I've tried some weird and wonderful partition schemes in the past, but I think I've settled down and just go for simplicity. Half a gig for /boot, and the rest for / (in ext4). I've tried btrfs, but I've never been in the position where I needed snapshots, and ext4 is a lot more simple.
I also like having the flexibility of not having a separate home partition. I back up my super important files, so it doesn't matter if I lose home (not that I distrohop much anymore, anyway). And I don't have to stress about whether I've made my root partition big enough. For the same reason I use a swapfile rather than a swap partition (though I do need to look in to zram and zswap) - I like knowing that I can resize it easily, even if I don't really plan on doing so.
I tend to just take the defaults when I'm deploying.
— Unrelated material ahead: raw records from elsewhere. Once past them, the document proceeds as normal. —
PR #884, opened 2023-02-09
Mark AlternativeKey annotation as deprecated

nickibi:
In the future, we will no longer support AlternativeKey. Therefore, mark the AlternativeKey annotation as deprecated.

### DIFF
--- a/CHANGELOG.md
+++ b/CHANGELOG.md
@@ -14,6 +14,9 @@ and what APIs have changed, if applicable.
 
 ## [Unreleased]
 
+## [29.41.7] - 2023-02-09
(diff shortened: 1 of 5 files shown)


mchen07 (approved):

nickibi:
Mark @AltertiveKey as deprecated will cause compile errors in the classes where annotation has been used, for example: https://github.com/linkedin/rest.li/actions/runs/4139749453. I am afraid we cannot roll out this change.

junchuanwang:
I think our build is too strict. I am surprised we fail on Error. We should remove -Werror for `restli-int-test` modules.  Otherwise we will never roll out any feature that mark things deprecated.

PR #886, opened 2023-02-15
fix translation of float/double's -Infinity/Infinity/NaN

dg-builder:
Bug fix -  The scenario is as follows:
* a data map contains a deserialized `Double.POSITIVE_INFINITY`, `Double.NEGATIVE_INFINITY`, or `Double.NaN` 
* a call to `DataTranslator#dataMapToGenericRecord` or `DataTranslator#dataMapToSpecificRecord` is made with the data map.

This flow throws an exception because those double values are serialized as strings (`Infinity`, `-Infinity`, `NaN`) and are then attempted to be deserialized directly into a Double (`ClassCastException: java.lang.String cannot be cast to java.lang.Number`).

### DIFF
--- a/data-avro/src/test/java/com/linkedin/data/avro/TestDataTranslator.java
+++ b/data-avro/src/test/java/com/linkedin/data/avro/TestDataTranslator.java
@@ -1075,6 +1075,40 @@ public class TestDataTranslator
     }
   }
 
+  @Test
+  public void testInfinityAndNan() throws IOException {
+    String schemaText =
+        "{\n" +
+          "  \"type\" : \"record\",\n" +
+          "  \"name\" : \"Foo\",\n" +
+          "  \"fields\" : [\n" +
+          "    { \"name\" : \"doubleRequired\", \"type\" : \"double\" }\n" +
+          "  ]\n" +
+          "}\n";
+    // First element is the input, second element is the expected output
+    Object[][] inputs = {
+        {
+            "{ \"doubleRequired\" : \"Infinity\"}",
+            Double.POSITIVE_INFINITY
+        }, {
+            "{ \"doubleRequired\" : \"NaN\"}",
+            Double.NaN
+        }, {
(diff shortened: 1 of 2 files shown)


data-avro/src/test/java/com/linkedin/data/avro/TestDataTranslator.java
```diff
@@ -1075,6 +1075,40 @@ public void testDataTranslator() throws IOException
     }
   }
 
+  @Test
+  public void testInfinityAndNan() throws IOException {
+    String schemaText =
+        "{\n" +
```
nickibi, line 1081: Shall we also add a test case for float?

junchuanwang (approved):
+1 to give complete test cases

data-avro/src/test/java/com/linkedin/data/avro/TestDataTranslator.java
```diff
@@ -1075,6 +1075,41 @@ public void testDataTranslator() throws IOException
...
+            "{ \"doubleRequired\" : \"-Infinity\", \"floatRequired\" : \"-Infinity\"}",
+            Double.NEGATIVE_INFINITY
+        }
+    };
+    RecordDataSchema recordDataSchema = (RecordDataSchema) TestUtil.dataSchemaFromString(schemaText);
+    for (Object[] input : inputs) {
+      DataMap dataMap = TestUtil.dataMapFromString((String) input[0]);
+      Schema avroSchema = SchemaTranslator.dataToAvroSchema(recordDataSchema);
+      GenericRecord avroRecord = DataTranslator.dataMapToGenericRecord(dataMap, recordDataSchema, avroSchema);
+      assertEquals(avroRecord.get("doubleRequired"), input[1]);
```
nickibi, line 1107: assert float as well.

dg-builder: shoot, sorry about that. I merged before I saw your comment. I'll put up another PR with the fix

PR #888, opened 2023-02-17
[rest.li] Update Data.TraverseCallback to have a callback for 'endKey'

vshwnth2:
This helps provide a way to traverse through the DataMap and strip out fields if needed. See https://rb.corp.linkedin.com/r/3855625/diff/1/#1 as a WIP example of a use case

### DIFF
--- a/CHANGELOG.md
+++ b/CHANGELOG.md
@@ -14,8 +14,11 @@ and what APIs have changed, if applicable.
 
 ## [Unreleased]
 
-## [29.41.10] - 2023-02-16
+## [29.41.11] - 2023-03-07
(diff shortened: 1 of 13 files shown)


nickibi:
This is a backward incompatible change, as the public API has been changed. Anyone who uses those APIs will break. We should be very cautious to roll-out such change in Rest.li. It will require a major version bump.

vshwnth2:
>

vshwnth2:
> This is a backward incompatible change, as the public API has been changed. Anyone who uses those APIs will break. We should be very cautious to roll-out such change in Rest.li. It will require a major version bump.

I kept the existing key and added a new one to rename it something more descriptive. I can revert that part of the change if that's safer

I wouldn't get any benefit of having home or tmp on a separate partition, but it's nice that it's an option.
with the majority here, I just use distro default / automatic setup in installer
LONG ago, I did the whole hand-crafted thing, obsessing over exactly how large each partition had to be, but with increasing speed and lowering prices of storage, this attention to detail now seems pretty irrelevant:
hda
split into/boot
,/tmp
,(swap)
,/
,/opt
,/usr
,/var
hdb
split into(swap)
and/home
2-4G for swap (more if you want to hibernate), the rest for /. Only add a boot/EFI partition if needed.
Over-partitioning is a newbie mistake IMO, it usually causes way more problems than it solves.
I just use the automatic thingy on my distro so like:
- Esp: 2GB (Limine + btrfs snapshot booting)
- root: all the drive
It blows my mind that we had multiple modern ways to setup volumes in Linux (LVM, ZFS, BTRFS) for decades, yet people keep using partitions like it's 1990.
What would you recommend then?
I recommend creating 3 partitions. One for UEFI, one for /boot and one for LVM.
Inside the LVM you can assign volumes with complete flexibility. You can expand and shrink volumes. You can leave space unallocated and allocate it when the need presents itself. You can combine multiple disks in a single volume. You can do RAID over LVM or the other way around.
Or you can go with ZFS or BTRFS, they have subvolumes and other nice features built in.
What you don't have is to be stuck with fixed layout partitions anymore.
Partitioning is one of those obsolete Unixisms that is best left in the 90s. Only exception is dual booting, but even there partitioning isn't really very important anymore
Depends on your usecase... for a single user laptop, maybe... for a multiuser device or a server... nah.
I prefer partitioning away the user data for all usecases as that will fill up one day, and I don't want that to down the machine.